I was delighted to speak about Slow Flowers and share the story of what’s happening in Montana and beyond to an audience of more than 80 attendees.

Several flower farmers and florists were there, which made me feel welcome and allowed me to brag about their achievements — including Cindy Hanson of The Herb And Garden in Helena, a Slow Flowers member who I recently featured in Florists’ Review/Slow Flowers Journal.

After my time at Chico Hot Springs, I left knowing that even more folks are supportive of our movement, our cause, and our purpose. I met florists who promised to join and list their businesses on and I made lifelong friends with Dan and Andra, who couldn’t have been more generous in their hospitality.

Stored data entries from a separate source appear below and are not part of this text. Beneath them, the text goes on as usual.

PR #1737, opened 2020-08-29
cases: update and shorten Data Registries

jorgeorpinel:
> - [x] ~~Change base branch to `master` when #1716 is merged.~~

Mostly 1.x updates and copy edits. Similar changes to those in #1716 (for consistency among use cases. Also, addresses #820.

UPDATE: Jump to https://github.com/iterative/dvc.org/pull/1737#issuecomment-684120533


jorgeorpinel:
Can't merge before #1716 due to weird branching, sorry... But you could review this if you have the time, @shcheklein 🙂 — see https://dvc-landing-use-cases-d-mojnxd.herokuapp.com/doc/use-cases/data-registries

jorgeorpinel:
p.s. we could even merge this as is (to the `use-cases` branch).

content/docs/use-cases/data-registries.md
```diff
@@ -2,22 +2,21 @@
 
 One of the main uses of <abbr>DVC repositories</abbr> is the
 [versioning of data and model files](/doc/use-cases/data-and-model-files-versioning),
-with commands such as `dvc add`. With the aim to enable reusability of these
-<abbr>data artifacts</abbr> between different projects, DVC also provides
-commands like `dvc import` and `dvc get`. This means that you projects can
-depend on data from other DVC repositories, **similar to a package management
-systems for data science**.
+with tools like the `dvc add` command and `dvc.yaml` files. DVC also enables
```
shcheklein, line 5: let's just avoid mentioning specific commands and files in the first paragraph ?

shcheklein: also, we didn't mention `dvc run` before

content/docs/use-cases/data-registries.md
```diff
@@ -41,56 +40,52 @@ _middleware_ between ML projects and cloud storage. Here are it's advantages:
...
-`git init` and `dvc init`. A good way to organize their contents is by using
-different directories to group similar data, e.g. `images/`,
-`natural-language/`, etc. For example, our
-[dataset registry](https://github.com/iterative/dataset-registry) uses a
-directory for each part in our docs like `get-started/` and `use-cases/`.
-
 Adding datasets to a registry can be as simple as placing the data file or
-directory in question inside the <abbr>workspace</abbr>, and telling DVC to
-track it, with `dvc add`. For example:
+directory in question inside the <abbr>workspace</abbr>, and track it with
```
shcheklein, line 44: I think the previous version was pretty good ... at least I don't see the current one superior? what is the reason changing this?

content/docs/use-cases/data-registries.md
jorgeorpinel: OK, removed specific commands and dvc.yaml mentions.

content/docs/use-cases/data-registries.md
jorgeorpinel: I compressed 2 paragraphs and 2 code blocks into a single pair.

jorgeorpinel:
We want to change this later?

> what was the primary reason to do this one update?

I'm reviewing all the use cases as agreed. I rewrote Versioning in #1716 using this one (Data Registry) partly as example, but ended up summarizing there much more. Also we agreed that this one was also still too long, so I simplifies this one as well.

> can we scope and simplify it?

It's already extracted from #1716 and only 1 file changed. Maybe when you looked it was more files due to unmerged changes in the base branch.

shcheklein:
> Also we agreed that this one was also still too long

I don't think this is the problem. The problem might be that it is still too low level.

> It's already extracted from #1716 and only 1 file changed.

yeah, when I talk about the scope I mostly mean that to me this PR feels that we just polishing and existing doc, not changing it. And that's why the question comes to my mind- do we need this kind of polishing, what is the reason behind it? May be I'm missing something - that's why I asked - is there something specific in this doc I should review, or is it just refactoring w/o changing the meaning and how doc feels?

jorgeorpinel:
Gotcha. Nah, it's just polishing. I think we agree this is the better-written use case already. As I was re-reading it for "inspiration" when working on the other ones, I found things that could be summarized/omitted, better explained, reformatted, etc. That's what this is. Maybe took 20 min. total

It looks like a huge change from the Github diff because of our paragraph formatting but comparing https://dvc-landing-use-cases-d-mojnxd.herokuapp.com/doc/use-cases/data-registries vs https://dvc.org/doc/use-cases/data-registries may be an easier and faster way to quickly review visually.

content/docs/use-cases/data-registries.md
```diff
@@ -1,92 +1,87 @@
...
   chances someone can delete or rewrite an ML model, for example.
-- Storage optimization: centralize data
+- **Storage optimization**: centralize data
   [shared](/doc/use-cases/sharing-data-and-model-files) by multiple projects in
   a single location (distributed copies are possible too). This simplifies data
   management and optimizes space requirements.
-- Data as code: leverage Git workflows such as commits, branching, pull
+- **Data as code**: leverage Git workflows such as commits, branching, pull
   requests, reviews, and even CI/CD for your data and models lifecycle. Think
   "Git for cloud storage", but without ad-hoc conventions.
```
jorgeorpinel, line 33: Should it be "Codification" like in the upcoming Versioning use case?

content/docs/sidebar.json
```diff
@@ -74,8 +74,8 @@
         "label": "Sharing Data and Model Files",
         "slug": "sharing-data-and-model-files"
       },
-      "shared-development-server",
-      "data-registries"
+      "data-registries",
+      "shared-development-server"
```
jorgeorpinel, line 78: I feel like Data Registries has become quite popular so the shared dev env seems like more of an edge case now?

shcheklein: 👍

content/docs/use-cases/data-registries.md
shcheklein: I'd like to keep `data as code` as well (to coin the term)

also Codification is a general term (applies to anything, not only data) - you will need to clarify the meaning in this case, means will have to rewrite it quite a bit (which is fine, but we don't have time for this)

unrelated: `but without ad-hoc conventions.` sounds a bit strange- I guess it's not easy to understand

shcheklein (approved):

content/docs/use-cases/data-registries.md
jorgeorpinel: > keep data as code as well (to coin the term

So should we put it in the Versioning use case too?

> without ad-hoc conventions. sounds a bit strange

It does come out of nowhere. Should I remove it for now? I think we were referring to file names and that is explained in the Versioning one now.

A final bonus — spending two days with my siblings, Scott Prinzing and his wife Kristen Rickels Prinzing. They live in Billings and have both contributed to Rocky Mountain Gardening in the past, with articles (Kris) and photography (Scott). As a very special treat, they agreed to record the upcoming holiday special music episode of the Slow Flowers Podcast — listen for that Episode 328 on December 20th. I have no musical talent, but it’s nice to have siblings who do!